The role of pineal microRNA-325 in regulating circadian rhythms after neonatal hypoxic-ischemic brain damage

Ning Sha; Hua-Wei Wang; Bin Sun; Min Gong; Po Miao; Xiao-Lu Jiang; Xiao-Feng Yang; Mei Li; Li-Xiao Xu; Chen-Xi Feng; Yuan-Yuan Yang; Jie Zhang; Wen-Jing Zhu; Yuan-Yuan Gao; Xing Feng; Xin Ding

doi:10.4103/1673-5374.308101

The role of pineal microRNA-325 in regulating circadian rhythms after neonatal hypoxic-ischemic brain damage

Neural Regen Res. 2021 Oct;16(10):2071-2077. doi: 10.4103/1673-5374.308101.

Authors

Ning Sha¹, Hua-Wei Wang², Bin Sun², Min Gong², Po Miao², Xiao-Lu Jiang³, Xiao-Feng Yang², Mei Li³, Li-Xiao Xu³, Chen-Xi Feng³, Yuan-Yuan Yang⁴, Jie Zhang⁵, Wen-Jing Zhu⁵, Yuan-Yuan Gao⁶, Xing Feng², Xin Ding²

Affiliations

¹ Soochow Key Laboratory of Prevention and Treatment of Child Brain injury, Children's Hospital of Soochow University, Suzhou; Department of Pediatrics, Affiliated Huai'an Hospital of Xuzhou Medical University, Huai'an, Jiangsu Province, China.
² Soochow Key Laboratory of Prevention and Treatment of Child Brain injury, Children's Hospital of Soochow University, Suzhou, Jiangsu Province, China.
³ Pediatrics Research Institute, Children's Hospital of Soochow University, Suzhou, Jiangsu Province, China.
⁴ Department of Pediatrics, The First Affiliated Hospital of Soochow University (Dushuhu Branch), Suzhou, Jiangsu Province, China.
⁵ Cambridge-SU Genomic Resource Center, Soochow University, Suzhou, Jiangsu Province, China.
⁶ Clinical Laboratory, Children's Hospital of Soochow University, Suzhou, Jiangsu Province, China.

Abstract

Circadian rhythm disorder is a common, but often neglected, consequence of neonatal hypoxic-ischemic brain damage (HIBD). However, the underlying molecular mechanisms remain largely unknown. We previously showed that, in a rat model of HIBD, up-regulation of microRNA-325 (miR-325) in the pineal gland is responsible for the suppression of Aanat, a key enzyme involved in melatonin synthesis and circadian rhythm regulation. To better understand the mechanism by which miR-325 affects circadian rhythms in neonates with HIBD, we compared clinical samples from neonates with HIBD and samples from healthy neonates recruited from the First Affiliated Hospital of Soochow University (Dushuhu Branch) in 2019. We found that circulating miR-325 levels correlated positively with the severity of sleep and circadian rhythm disorders in neonates with HIBD. Furthermore, a luciferase reporter gene assay revealed that LIM homeobox 3 (LHX3) is a novel downstream target of miR-325. In addition, in miR-325 knock-down mice, the transcription factor LHX3 exhibited an miR-325-dependent circadian pattern of expression in the pineal gland. We established a neonatal mouse model of HIBD by performing double-layer ligation of the left common carotid artery and exposing the pups to a low-oxygen environment for 2 hours.

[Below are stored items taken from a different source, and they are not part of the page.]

PR #12370, opened 2026-03-31
BaseTools/build.py: Use full source file path for dependency generation

Kowsik-003:
# Description

During Silent build,NMAKE suppresses the command echo entirely. As a result, the only output in ProcOut is the MSVC compiler’s output lines. Without the command echo, there is no full path in the output to identify which source file is currently being compiled. For unique basenames this is not an issue, but for namesake files (for example, AmdSev.c located in different directories), it is impossible to determine which file’s includes are being listed. This change improves dependency generation for MSVC builds by introducing explicit handling for source files with duplicate basenames (namesake sources). A new variable current_source_abs is added to consistently track the resolved absolute path of the active source file instead of repeatedly recomputing it from SourceFileAbsPathMap. To correctly resolve namesake files in silent builds (where compiler commands are not echoed), a namesake_queue is introduced, which preserves source ordering and sequentially maps basename occurrences to their corresponding full paths. Additionally, a cc_cmd_in_output flag is implemented to detect the presence of compiler command lines in the output stream; when present, source paths are derived directly from command-line arguments, otherwise the queue-based resolution is used. This ensures correct mapping of basenames to absolute paths across the silent builds, fixing incorrect dependency generation when multiple source files share the same name.

- [ ] Breaking change?
No
- [ ] Impacts security?
No
- [ ] Includes tests?
No

## How This Was Tested

When building UefiCpuPkg, can't find that deps file created for all the AmdSev.c files in the respective paths. Where the last occurence AmdSev.c  deps file is generated.

Example: AmdSev.c
1.UefiCpuPkg/Library/MpInitLib/AmdSev.c
2.UefiCpuPkg/Library/MpInitLib/Ia32/AmdSev.c
3.UefiCpuPkg/Library/MpInitLib/X64/AmdSev.c

## Integration Instructions

NA


mikebeaton:
> This issue was caused by ExpandNmakeSourcePaths() and SourceFileRelativePath() using only the base filename as the key when tracking source files.

This sounds exactly as if you are saying that was a problem in ExpandNmakeSourcePaths() and SourceFileRelativePath() which you have fixed. But that does not make sense, as you have added ExpandNmakeSourcePaths() and SourceFileRelativePath() yourself.

BaseTools/Source/Python/build/build.py
```diff
@@ -279,7 +308,17 @@ def LaunchCommand(Command, WorkingDir,ModuleAuto = None):
...
         iau = IncludesAutoGen(WorkingDir,ModuleAuto)
         if ModuleAuto.ToolChainFamily == TAB_COMPILER_MSFT:
-            iau.CreateDepsFileForMsvc(Proc.ProcOut)
+            if isinstance(Command, str):
+                CmdStr = Command
+            else:
+                CmdStr = ' '.join(Command)
+            CmdTokens = CmdStr.split()
+            IsSilentBuild = '-s' in CmdTokens
+            if not IsSilentBuild:
```
mikebeaton: Please explain why you only need to track relative paths in silent build.

Kowsik-003: NMAKE suppresses the command echo entirely. As a result, the only output in ProcOut is the MSVC compiler’s output lines. Without the command echo, there is no full path in the output to identify which source file is currently being compiled. For unique basenames this is not an issue, but for namesake files (for example, AmdSev.c located in different directories), it is impossible to determine which file’s includes are being listed.
ExpandNmakeSourcePaths() resolves this by replacing each basename occurrence in the output with the corresponding full path from NameSakeSourceFileMap, sequentially. This ensures that CreateDepsFileForMsvc receives a full‑path key. 
But in non silent build it echoes the command and the full path So deps generation is proper even in repeated basefiles name.

Kowsik-003:
@mikebeaton 
To clarify, this was not a defect or bug in ExpandNmakeSourcePaths() or SourceFileRelativePath(). These functions were newly introduced as part of this change.
The underlying issue lies with NMAKE: it suppresses command echoing, so the MSVC compiler output does not include the full path of the source file being compiled. As a result, for namesake source files (for example, AmdSev.c located in different directories), successive occurrences overwrite earlier ones. Consequently, the dependency file ends up being generated only for the last occurrence of the namesake file.
ExpandNmakeSourcePaths() and SourceFileRelativePath() were added specifically to map each basename occurrence in the output to its resolved full path, allowing CreateDepsFileForMsvc to operate on full‑path keys.

mikebeaton:
> @mikebeaton To clarify, this was not a defect or bug in ExpandNmakeSourcePaths() or SourceFileRelativePath(). These functions were newly introduced as part of this change. The underlying issue lies with NMAKE: it suppresses command echoing, so the MSVC compiler output does not include the full path of the source file being compiled. As a result, for namesake source files (for example, AmdSev.c located in different directories), successive occurrences overwrite earlier ones. Consequently, the dependency file ends up being generated only for the last occurrence of the namesake file. ExpandNmakeSourcePaths() and SourceFileRelativePath() were added specifically to map each basename occurrence in the output to its resolved full path, allowing CreateDepsFileForMsvc to operate on full‑path keys.

Thank you - I see (more or less...) the issue you are describing. But the commit message needs updating.

You should not say "This issue was caused by ExpandNmakeSourcePaths() and SourceFileRelativePath() using only the base filename" as it is not correct that the issue **was caused by** anything to do with ExpandNmakeSourcePaths() and SourceFileRelativePath(), since you just added them. Do you understand the issue I am trying to raise? It is not that your fix is wrong, but that the commit description of it is wrong/misleading (for people now or in future trying to understand the change).

You have just provided a lot of helpful info to me about how and why this issue happens. Please can you add this info (instead of the wording I noted above) into the commit message.

It would help to place a short (1-3 line) comment into the py code as well to clarify what is happening.

Kowsik-003:
@mikebeaton 
Thank you for the inputs, I've added some comments and changes in commit description.
Could you please review it.

mikebeaton:
> @mikebeaton Thank you for the inputs, I've added some comments and changes in commit description. Could you please review it.

Thank you for the source code changes. The commit message has not changed though, please update. Thanks.

Kowsik-003:
> > @mikebeaton Thank you for the inputs, I've added some comments and changes in commit description. Could you please review it.
> 
> Thank you for the source code changes. The commit message has not changed though, please update. Thanks.

The commit message is updated could you please review it.

mikebeaton:
Could you add this line at the end of the second paragraph of your commit message:

"In non silent build NMAKE echoes the command and the full path so deps generation is correct even for duplicate basefile names."

Kowsik-003:
> Could you add this line at the end of the second paragraph of your commit message:
> 
> "In non silent build NMAKE echoes the command and the full path so deps generation is correct even for duplicate basefile names."

@mikebeaton 
Updated.

mikebeaton:
After the changes I requested it is clearer to me now what the author of the PR has done, and why - but I don't know if anybody who works on Windows build more than I do could offer an opinion as to whether the changes make sense? @os-d @mdkinney

Kowsik-003:
> After the changes I requested it is clearer to me now what the author of the PR has done, and why - but I don't know if anybody who works on Windows build more than I do could offer an opinion as to whether the changes make sense? @os-d @mdkinney
@mikebeaton 

Ok, Thank you for the insights but in patchcheck is getting failed even though there is no trailing whitespaces.

mikebeaton:
> Ok, Thank you for the insights but in patchcheck is getting failed even though there is no trailing whitespaces.

I don't know if I offered any insights. Just trying to get the PR described clearly. Thanks for the updates.

Kowsik-003:
@mikebeaton @os-d @mdkinney 
Any updates regarding this PR.

os-d:
Sorry, I missed the @ last week. I don't have opinions on this. A mild question: instead of adding this extra logic, if we already have ways (seemingly) of doing silent or not silent nmake builds, can we just use that instead? i.e. most of the time you don't need this logic. In the rare case you do, can you just do a non-silent nmake build and get all the info you need instead of special casing this?

Kowsik-003:
> Sorry, I missed the @ last week. I don't have opinions on this. A mild question: instead of adding this extra logic, if we already have ways (seemingly) of doing silent or not silent nmake builds, can we just use that instead? i.e. most of the time you don't need this logic. In the rare case you do, can you just do a non-silent nmake build and get all the info you need instead of special casing this?

@os-d @mikebeaton @mdkinney 
edk2 supports silent build, there is a bug in it, users use silent build.
Hence this bug has to be fixed.

os-d:
> > Sorry, I missed the @ last week. I don't have opinions on this. A mild question: instead of adding this extra logic, if we already have ways (seemingly) of doing silent or not silent nmake builds, can we just use that instead? i.e. most of the time you don't need this logic. In the rare case you do, can you just do a non-silent nmake build and get all the info you need instead of special casing this?
> 
> @os-d @mikebeaton @mdkinney edk2 supports silent build, there is a bug in it, users use silent build. Hence this bug has to be fixed.

I don't think this is a bug, right? It sounds like the scenario is exactly as intended: a silent build is run, so it doesn't produce the full output. When you don't have the full output, it is hard to tell why a failure occurred.

So, I go back to my original question: can you not just run a non-silent build and get all the information? That seems much preferable to having this custom logic added and gets all of nmake's output, not just this part.

I'm not sure if the non-silent builds are already piped through to be able to run easily, but if not, then I would suggest adding the ability to do so. I don't see the -s in the NMAKE flags in tools_def.template, are you manually adding it? If not, where does it get added?

mikebeaton:
> > > Sorry, I missed the @ last week. I don't have opinions on this. A mild question: instead of adding this extra logic, if we already have ways (seemingly) of doing silent or not silent nmake builds, can we just use that instead? i.e. most of the time you don't need this logic. In the rare case you do, can you just do a non-silent nmake build and get all the info you need instead of special casing this?
> > 
> > 
> > @os-d @mikebeaton @mdkinney edk2 supports silent build, there is a bug in it, users use silent build. Hence this bug has to be fixed.
> 
> I don't think this is a bug, right? It sounds like the scenario is exactly as intended: a silent build is run, so it doesn't produce the full output. When you don't have the full output, it is hard to tell why a failure occurred.

@os-d - I understood the author to be saying that some aspect of dependency generation (which, again, I'm understanding to be a part of 'how the build actually builds', not just a build text log) was not working correctly for duplicate files in a silent build. Does that make any sense?

os-d:
> > > > Sorry, I missed the @ last week. I don't have opinions on this. A mild question: instead of adding this extra logic, if we already have ways (seemingly) of doing silent or not silent nmake builds, can we just use that instead? i.e. most of the time you don't need this logic. In the rare case you do, can you just do a non-silent nmake build and get all the info you need instead of special casing this?
> > > 
> > > 
> > > @os-d @mikebeaton @mdkinney edk2 supports silent build, there is a bug in it, users use silent build. Hence this bug has to be fixed.
> > 
> > 
> > I don't think this is a bug, right? It sounds like the scenario is exactly as intended: a silent build is run, so it doesn't produce the full output. When you don't have the full output, it is hard to tell why a failure occurred.
> 
> @os-d - I understood the author to be saying that some aspect of dependency generation (which, again, I'm understanding to be a part of 'how the build actually builds', not just a build text log) was not working correctly for duplicate files in a silent build. Does that make any sense?

Ah, that's make sense, appreciate the explanation. I had misread the first iteration of the PR description and thought a build was failing and it couldn't be identified which file was failing. This seems reasonable to me.

Kowsik-003:
> > > > > Sorry, I missed the @ last week. I don't have opinions on this. A mild question: instead of adding this extra logic, if we already have ways (seemingly) of doing silent or not silent nmake builds, can we just use that instead? i.e. most of the time you don't need this logic. In the rare case you do, can you just do a non-silent nmake build and get all the info you need instead of special casing this?
> > > > 
> > > > 
> > > > @os-d @mikebeaton @mdkinney edk2 supports silent build, there is a bug in it, users use silent build. Hence this bug has to be fixed.
> > > 
> > > 
> > > I don't think this is a bug, right? It sounds like the scenario is exactly as intended: a silent build is run, so it doesn't produce the full output. When you don't have the full output, it is hard to tell why a failure occurred.
> > 
> > 
> > @os-d - I understood the author to be saying that some aspect of dependency generation (which, again, I'm understanding to be a part of 'how the build actually builds', not just a build text log) was not working correctly for duplicate files in a silent build. Does that make any sense?
> 
> Ah, that's make sense, appreciate the explanation. I had misread the first iteration of the PR description and thought a build was failing and it couldn't be identified which file was failing. This seems reasonable to me.

@mikebeaton @os-d 
Please let me know if any further explanation is required or whether this PR can be merged.

os-d:
> @mikebeaton @os-d Please let me know if any further explanation is required or whether this PR can be merged.

Neither of us is a BaseTools maintainer (@mikebeaton  is a reviewer, but a very active one, perhaps you’d like to take on a maintainer role here? :). So you need approval from @lgao4 or @gapalomi . Then the additional consideration is that we are in the soft freeze and whether this should be merged now or after.

mikebeaton:
> > @mikebeaton @os-d Please let me know if any further explanation is required or whether this PR can be merged.
> 
> Neither of us is a BaseTools maintainer (@mikebeaton is a reviewer, but a very active one, perhaps you’d like to take on a maintainer role here? :). So you need approval from @lgao4 or @gapalomi . Then the additional consideration is that we are in the soft freeze and whether this should be merged now or after.

I think definitely after. I do not know this area of the code well enough to agree or disagree to merge, without spending considerably more time investigating. I was hoping someone who uses these builds would be able to see straight away whether these changes made sense or not.

mikebeaton:
Hi @Kowsik-003 -

I did some further tests. I can confirm that the issue is real, and that the PR goes some way to fixing it.

When I tested the patch with `UefiCpuPkg/UefiCpuPkg.dsc`, `-a X64 -b DEBUG -t VS2019`, it does restore creation of both `OUTPUT/AmdSev.c.deps` and `OUTPUT/X64/AmdSev.c.deps` in silent mode (without the patch  `OUTPUT/X64/AmdSev.c.deps` is missing in silent mode, in the Build output for both DxeMpInitLib and PeiMpInitLib).

However, the generated dependency contents do not exactly match the non-silent build. In particular, `AmdSvsmLib.h` is attributed to `OUTPUT/AmdSev.c.deps` in the patched silent build, while the non-silent build attributes it to `OUTPUT/X64/AmdSev.c.deps`. That would seem to need a further fix.

Additionally, I'd still like someone who knows the Windows build system better than me (I usually use/work on macOS or Linux) to confirm whether they can see a cleaner approach to the fix, but I do agree a fix is needed.

mikebeaton (changes requested):

Kowsik-003:
> Hi @Kowsik-003 -
> 
> I did some further tests. I can confirm that the issue is real, and that the PR goes some way to fixing it.
> 
> When I tested the patch with `UefiCpuPkg/UefiCpuPkg.dsc`, `-a X64 -b DEBUG -t VS2019`, it does restore creation of both `OUTPUT/AmdSev.c.deps` and `OUTPUT/X64/AmdSev.c.deps` in silent mode (without the patch `OUTPUT/X64/AmdSev.c.deps` is missing in silent mode, in the Build output for both DxeMpInitLib and PeiMpInitLib).
> 
> However, the generated dependency contents do not exactly match the non-silent build. In particular, `AmdSvsmLib.h` is attributed to `OUTPUT/AmdSev.c.deps` in the patched silent build, while the non-silent build attributes it to `OUTPUT/X64/AmdSev.c.deps`. That would seem to need a further fix.
> 
> Additionally, I'd still like someone who knows the Windows build system better than me (I usually use/work on macOS or Linux) to confirm whether they can see a cleaner approach to the fix, but I do agree a fix is needed.

Hi @mikebeaton 

You are correct, and the root cause is an ordering assumption in the current fix. The namesake_queue is built from module_autogen.SourceFileList in its list iteration order, and the fix assumes the compiler processes namesake files in that same order. The non-silent build (where compiler command lines are echoed) shows the OUTPUT/X64/ variant is compiled second, but our queue may position it first, causing AmdSvsmLib.h (which belongs to the X64 variant) to be incorrectly attributed to the first queued entry (OUTPUT/AmdSev.c.deps) instead.

A further fix would be to cross-reference the queue order against the order in which sources appear in the generated Makefile (via GenMake.py/TargetFileList. That would ensure the silent-mode queue matches the actual compiler invocation order.

Screenshot 2026-05-19 183536

Steps to reproduce:
Please use the changes included in IncludeAutoGen.py in master source.
In edk2 source location open Command Prompt and enter edksetup.bat.

Use this command for silent:
build -a X64 -b DEBUG -p UefiCpuPkg/UefiCpuPkg.dsc -t VS2022 -s

Non-silent:
build -a X64 -b DEBUG -p UefiCpuPkg/UefiCpuPkg.dsc -t VS2022 

Compare the build folder.

Kowsik-003:
@gapalomi @lgao4 @ponchofigueroa @YuweiChen1110 @mikebeaton 
Could you please review this.

lgao4:
> > Hi @Kowsik-003 -
> > I did some further tests. I can confirm that the issue is real, and that the PR goes some way to fixing it.
> > When I tested the patch with `UefiCpuPkg/UefiCpuPkg.dsc`, `-a X64 -b DEBUG -t VS2019`, it does restore creation of both `OUTPUT/AmdSev.c.deps` and `OUTPUT/X64/AmdSev.c.deps` in silent mode (without the patch `OUTPUT/X64/AmdSev.c.deps` is missing in silent mode, in the Build output for both DxeMpInitLib and PeiMpInitLib).
> > However, the generated dependency contents do not exactly match the non-silent build. In particular, `AmdSvsmLib.h` is attributed to `OUTPUT/AmdSev.c.deps` in the patched silent build, while the non-silent build attributes it to `OUTPUT/X64/AmdSev.c.deps`. That would seem to need a further fix.
> > Additionally, I'd still like someone who knows the Windows build system better than me (I usually use/work on macOS or Linux) to confirm whether they can see a cleaner approach to the fix, but I do agree a fix is needed.
> 
> Hi @mikebeaton
> 
> You are correct, and the root cause is an ordering assumption in the current fix. The namesake_queue is built from module_autogen.SourceFileList in its list iteration order, and the fix assumes the compiler processes namesake files in that same order. The non-silent build (where compiler command lines are echoed) shows the OUTPUT/X64/ variant is compiled second, but our queue may position it first, causing AmdSvsmLib.h (which belongs to the X64 variant) to be incorrectly attributed to the first queued entry (OUTPUT/AmdSev.c.deps) instead.
> 
> A further fix would be to cross-reference the queue order against the order in which sources appear in the generated Makefile (via GenMake.py/TargetFileList. That would ensure the silent-mode queue matches the actual compiler invocation order.
> 
> Screenshot 2026-05-19 183536
> Steps to reproduce: Please use the changes included in IncludeAutoGen.py in master source. In edk2 source location open Command Prompt and enter edksetup.bat.
> 
> Use this command for silent: build -a X64 -b DEBUG -p UefiCpuPkg/UefiCpuPkg.dsc -t VS2022 -s
> 
> Non-silent: build -a X64 -b DEBUG -p UefiCpuPkg/UefiCpuPkg.dsc -t VS2022
> 
> Compare the build folder.

I also think current fix is not full fix. It has ordering assumption. What's your next plan? I think another proposal to rename source file name to avoid the same file name.

Kowsik-003:
> > > Hi @Kowsik-003 -
> > > I did some further tests. I can confirm that the issue is real, and that the PR goes some way to fixing it.
> > > When I tested the patch with `UefiCpuPkg/UefiCpuPkg.dsc`, `-a X64 -b DEBUG -t VS2019`, it does restore creation of both `OUTPUT/AmdSev.c.deps` and `OUTPUT/X64/AmdSev.c.deps` in silent mode (without the patch `OUTPUT/X64/AmdSev.c.deps` is missing in silent mode, in the Build output for both DxeMpInitLib and PeiMpInitLib).
> > > However, the generated dependency contents do not exactly match the non-silent build. In particular, `AmdSvsmLib.h` is attributed to `OUTPUT/AmdSev.c.deps` in the patched silent build, while the non-silent build attributes it to `OUTPUT/X64/AmdSev.c.deps`. That would seem to need a further fix.
> > > Additionally, I'd still like someone who knows the Windows build system better than me (I usually use/work on macOS or Linux) to confirm whether they can see a cleaner approach to the fix, but I do agree a fix is needed.
> > 
> > 
> > Hi @mikebeaton
> > You are correct, and the root cause is an ordering assumption in the current fix. The namesake_queue is built from module_autogen.SourceFileList in its list iteration order, and the fix assumes the compiler processes namesake files in that same order. The non-silent build (where compiler command lines are echoed) shows the OUTPUT/X64/ variant is compiled second, but our queue may position it first, causing AmdSvsmLib.h (which belongs to the X64 variant) to be incorrectly attributed to the first queued entry (OUTPUT/AmdSev.c.deps) instead.
> > A further fix would be to cross-reference the queue order against the order in which sources appear in the generated Makefile (via GenMake.py/TargetFileList. That would ensure the silent-mode queue matches the actual compiler invocation order.
> > Screenshot 2026-05-19 183536
> > Steps to reproduce: Please use the changes included in IncludeAutoGen.py in master source. In edk2 source location open Command Prompt and enter edksetup.bat.
> > Use this command for silent: build -a X64 -b DEBUG -p UefiCpuPkg/UefiCpuPkg.dsc -t VS2022 -s
> > Non-silent: build -a X64 -b DEBUG -p UefiCpuPkg/UefiCpuPkg.dsc -t VS2022
> > Compare the build folder.
> 
> I also think current fix is not full fix. It has ordering assumption. What's your next plan? I think another proposal to rename source file name to avoid the same file name.

@lgao4 
1:
The latest changes that were already pushed is working fine. 
I have performed unit test, and both the silent and non-silent build folders are identical. (Unit test details [above](https://github.com/tianocore/edk2/pull/12370#issuecomment-4488063154))
If you are still facing any issues, please point out the bug, and I will take a look. 
2:
No, renaming source file name is not ok for me.
we cannot restrict users to follow a source file naming convention.
At present we can rename it but it will be difficult to enforce / review in the future.

lgao4:
> > > > Hi @Kowsik-003 -
> > > > I did some further tests. I can confirm that the issue is real, and that the PR goes some way to fixing it.
> > > > When I tested the patch with `UefiCpuPkg/UefiCpuPkg.dsc`, `-a X64 -b DEBUG -t VS2019`, it does restore creation of both `OUTPUT/AmdSev.c.deps` and `OUTPUT/X64/AmdSev.c.deps` in silent mode (without the patch `OUTPUT/X64/AmdSev.c.deps` is missing in silent mode, in the Build output for both DxeMpInitLib and PeiMpInitLib).
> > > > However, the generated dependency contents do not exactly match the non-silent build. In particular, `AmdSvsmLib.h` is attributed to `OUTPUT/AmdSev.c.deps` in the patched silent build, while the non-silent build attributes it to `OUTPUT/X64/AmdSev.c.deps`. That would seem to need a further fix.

Lhx3 mRNA expression was significantly down-regulated in these mice and partially rescued in miR-325 knockout mice subjected to the same conditions. Finally, we showed that improvement in circadian rhythm-related behaviors in animals with HIBD was dependent on both miR-325 and LHX3. Taken together, our findings suggest that the miR-325-LHX3 axis is responsible for regulating circadian rhythms and provide novel insights into the identification of potential therapeutic targets for circadian rhythm disorders in patients with neonatal HIBD. The clinical trial was approved by Institutional Review Board of Children's Hospital of Soochow University (approval No. 2015028) on July 20, 2015. Animal experiments were approved by Animal Care and Use Committee, School of Medicine, Soochow University, China (approval No. XD-2016-1) on January 15, 2016.

Keywords: brain injury; circadian rhythm; hypoxic-ischemic brain damage; miRNA; neonate; pineal gland; sleep; transcription factor.